=== WORK ITEM ===
Every line of the records below that holds the word "opened" should be copied out.

Collected data entries:
Issue #7734, opened 2019-02-20
Consider adding Code + PKCE support in the OpenID Connect handler


leastprivilege:
Traditional code flow in OAuth 2 has the code substitution problem (https://tools.ietf.org/id/draft-ietf-oauth-security-topics-06.html#rfc.section.3.5). This was one of the motivations to create the OIDC hybrid flow (aka code id_token), where the id_token contains the hash of the code (aka detached signature) to protect against this attack. The downside of this approach is, that an id_token must be sent over the front channel.

PKCE (Proof Key for Code Exchange) solves the same problem in a different and simpler way. The spec (https://tools.ietf.org/html/rfc7636) reads like this is only useful for native client applications, but it turned out it is useful in many more cases.

The advantages of using PKCE are:

* can go back to code response type which means no id_token must be sent over the front-channel which eliminates privacy concerns (e.g. leaking the subject id over the browser)
* since there is no id_token on the front channel, no JWT validation must be done
* since the id_token comes over the HTTPS  back-channel only, JWT validation is optional
* the client implementation is considerably simpler

You might have followed the latest discussions around OIDC/OAuth security considerations and also the SPA guidance. There is a movement to simplify the process around selecting the right flows - basically it boils down to 

* use client credentials for non-interactive server to server
* use code + PKCE for the rest

It is not hard to add this feature today - I created a POC here:

https://github.com/leastprivilege/AspNetCoreSecuritySamples/tree/aspnetcore21/OidcCodePkce

especially 

https://github.com/leastprivilege/AspNetCoreSecuritySamples/blob/aspnetcore21/OidcCodePkce/src/AspNetCoreSecurity/Startup.cs#L77-L118

Something to consider for 3.0

Eilon:
Adding to the list of potential features for 3.1.

@jmprieur - out of curiosity, if we had this, is this something that would work on AzureAD?

brockallen:
you're welcome @leastprivilege

jmprieur:
@Eilon :MSAL.NET uses it in desktop/mobile apps. Adding @brentschmaltz for his opinion for Web apps.

Tratcher:
The OAuth base class should also support this. See #9448, #9092

brentschmaltz:
This seems like a valuable feature.
For the OIDC handler, the sample that @leastprivilege provided shows that a simple property OpenIdConnectOptions should trigger the scenario.

[...]

PR #10928, opened 2019-06-05
Add PKCE support in OIDC & OAuth

Tratcher:
#7734 (Best reviewed with Ignore Whitespace due to formatting improvements).

I've also cleaned up the samples quite a bit and added IdentityServer to them.

Considerations:
- For OIDC how important is it to scope PKCE to only code flow? Why not use it for everything? @brockallen @leastprivilege 
- I've enabled this by default for OIDC. Tested with ADD and IdentityServer. Servers that don't support it should silently ignore it.
- I have not enabled it by default for OAuth. Only MSA and IdentityServer supported it, and OAuth servers tend to be far less standards compliant. Individual providers can opt-in.
- This required an API breaking change for OAuth and we know of at least 9 providers in aspnet-contrib that will have to update. @PinpointTownes 
  - Note all of these providers were already broken by the Json changes, the update is still in progress: https://github.com/aspnet-contrib/AspNet.Security.OAuth.Providers/pull/280/files
  - https://github.com/aspnet/AspNetCore/pull/9448/files will no longer require a breaking change.
- This doubles the size of the State for OAuth and OIDC, which may contribute to long url issues.

### DIFF
--- a/src/Security/Authentication/Core/src/RemoteAuthenticationHandler.cs
+++ b/src/Security/Authentication/Core/src/RemoteAuthenticationHandler.cs
@@ -186,6 +186,17 @@ namespace Microsoft.AspNetCore.Authentication
         protected override Task HandleForbiddenAsync(AuthenticationProperties properties)
             => Context.ForbidAsync(SignInScheme);
 
+        /// <summary>
+        /// Creates a 32 bit random Id and Base64Url encodes it.
+        /// </summary>
+        /// <returns></returns>
+        protected virtual string GenerateUniqueId()
+        {
+            var bytes = new byte[32];
+            CryptoRandom.GetBytes(bytes);
+            return Base64UrlTextEncoder.Encode(bytes);
+        }
+
         protected virtual void GenerateCorrelationId(AuthenticationProperties properties)
         {
             if (properties == null)
@@ -193,9 +204,7 @@ namespace Microsoft.AspNetCore.Authentication
                 throw new ArgumentNullException(nameof(properties));
             }
 
-            var bytes = new byte[32];
-            CryptoRandom.GetBytes(bytes);
-            var correlationId = Base64UrlTextEncoder.Encode(bytes);
+            var correlationId = GenerateUniqueId();
 
             var cookieOptions = Options.CorrelationCookie.Build(Context, Clock.UtcNow);
 
--- a/src/Security/Authentication/Core/src/RemoteAuthenticationHandler.cs
+++ b/src/Security/Authentication/Core/src/RemoteAuthenticationHandler.cs
@@ -186,17 +186,6 @@ namespace Microsoft.AspNetCore.Authentication
         protected override Task HandleForbiddenAsync(AuthenticationProperties properties)
             => Context.ForbidAsync(SignInScheme);
 
-        /// <summary>
-        /// Creates a 32 bit random Id and Base64Url encodes it.
-        /// </summary>
-        /// <returns></returns>
-        protected virtual string GenerateUniqueId()
-        {
-            var bytes = new byte[32];
-            CryptoRandom.GetBytes(bytes);
-            return Base64UrlTextEncoder.Encode(bytes);
-        }
-
         protected virtual void GenerateCorrelationId(AuthenticationProperties properties)
         {
             if (properties == null)
@@ -204,7 +193,9 @@ namespace Microsoft.AspNetCore.Authentication
                 throw new ArgumentNullException(nameof(properties));
             }
 
-            var correlationId = GenerateUniqueId();
+            var bytes = new byte[32];
+            CryptoRandom.GetBytes(bytes);
+            var correlationId = Base64UrlTextEncoder.Encode(bytes);
 
             var cookieOptions = Options.CorrelationCookie.Build(Context, Clock.UtcNow);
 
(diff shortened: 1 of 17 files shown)


src/Security/Authentication/MicrosoftAccount/src/MicrosoftAccountOptions.cs
```diff
@@ -21,6 +21,7 @@ public MicrosoftAccountOptions()
             AuthorizationEndpoint = MicrosoftAccountDefaults.AuthorizationEndpoint;
             TokenEndpoint = MicrosoftAccountDefaults.TokenEndpoint;
             UserInformationEndpoint = MicrosoftAccountDefaults.UserInformationEndpoint;
+            UsePkse = true;
```
HaoK: Is this supposed to be PKCE?  (Just going off title of issue)

brockallen:
> For OIDC how important is it to scope PKCE to only code flow? Why not use it for everything? 

implicit there is no use of the token endpoint, thus no need.
hybrid uses the nonce and c_hash from the spec as the protection, so that's redundant (albeit more complicated for the client).

src/Security/Authentication/MicrosoftAccount/src/MicrosoftAccountOptions.cs
Tratcher: Yes 😁

PinpointTownes:
> This required an API breaking change for OAuth and we know of at least 9 providers in aspnet-contrib that will have to update. @PinpointTownes

@martincostello more breaking changes for your PR 😄 

> I have not enabled it by default for OAuth. Only MSA and IdentityServer supported it, and OAuth servers tend to be far less standards compliant. Individual providers can opt-in.

Sounds safer, indeed 😄

src/Security/Authentication/Core/src/RemoteAuthenticationHandler.cs
```diff
@@ -186,16 +186,25 @@ protected override async Task<AuthenticateResult> HandleAuthenticateAsync()
         protected override Task HandleForbiddenAsync(AuthenticationProperties properties)
             => Context.ForbidAsync(SignInScheme);
 
+        /// <summary>
+        /// Creates a 32 bit random Id and Base64Url encodes it.
+        /// </summary>
+        /// <returns></returns>
+        protected virtual string GenerateUniqueId()
```
halter73: Who overrides this? Is there a test that overrides this?

Tratcher: Nobody at the moment, but this base class is intended to allow as much extensibility as is practical.

HaoK: Its probably worth considering just moving it all the way up to AuthenticationHandler then, as its just a general purpose helper at that point

src/Security/Authentication/OAuth/src/Events/OAuthCodeExchangeContext.cs
```diff
@@ -0,0 +1,39 @@
...
+
+namespace Microsoft.AspNetCore.Authentication.OAuth
+{
+    /// <summary>
+    /// Contains information used to perform the code exchange.
+    /// </summary>
+    public class OAuthCodeExchangeContext
+    {
+        /// <summary>
+        /// Initializes a new <see cref="OAuthCreatingTicketContext"/>.
```
HaoK: Nit: wrong class

src/Security/Authentication/OAuth/src/OAuthConstants.cs
```diff
@@ -0,0 +1,31 @@
...
+{
+    /// <summary>
+    /// Constants used in the OAuth protocol
+    /// </summary>
+    public static class OAuthConstants
+    {
+        /// <summary>
+        /// code_verifier defined in https://tools.ietf.org/html/rfc7636
+        /// </summary>
+        public static readonly string CodeVerifierKey = "code_verifier";
```
HaoK: Nit: should these be const, they cannot ever change right?

src/Security/Authentication/OpenIdConnect/samples/OpenIdConnectSample/Startup.cs
```diff
@@ -45,16 +45,22 @@ public void ConfigureServices(IServiceCollection services)
...
+                o.ClientSecret = "secret"; // for code flow
+                o.Authority = "https://demo.identityserver.io/";
 
                 o.ResponseType = OpenIdConnectResponseType.CodeIdToken;
                 o.SaveTokens = true;
                 o.GetClaimsFromUserInfoEndpoint = true;
                 o.AccessDeniedPath = "/access-denied-from-remote";
 
-                o.ClaimActions.MapAllExcept("aud", "iss", "iat", "nbf", "exp", "aio", "c_hash", "uti", "nonce");
+                // o.ClaimActions.MapAllExcept("aud", "iss", "iat", "nbf", "exp", "aio", "c_hash", "uti", "nonce");
```
HaoK: need to clean up sample?  Remove commented out lines?

src/Security/Authentication/Core/src/RemoteAuthenticationHandler.cs
brockallen: There are specific requirements around it for PKCE, so not sure a general unique id base API would always work. FWIW.

HaoK (approved):

src/Security/Authentication/Core/src/RemoteAuthenticationHandler.cs
HaoK: If that's the case maybe add a specific GeneratePKCEId method in OAuthHandler

Tratcher: I had generalized this one because it was already fulfilling the PKCE requirements. I can revert that part and duplicate the code to be more explicit.

src/Security/Authentication/OAuth/src/OAuthConstants.cs
Tratcher: As a rule we only use public const where it's required for use in attributes.

src/Security/Authentication/OpenIdConnect/samples/OpenIdConnectSample/Startup.cs
Tratcher: I wanted to keep them so it would be easy to switch back and forth.

halter73 (approved):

=== FINISHED EXERCISE ===
Issue #7734, opened 2019-02-20
PR #10928, opened 2019-06-05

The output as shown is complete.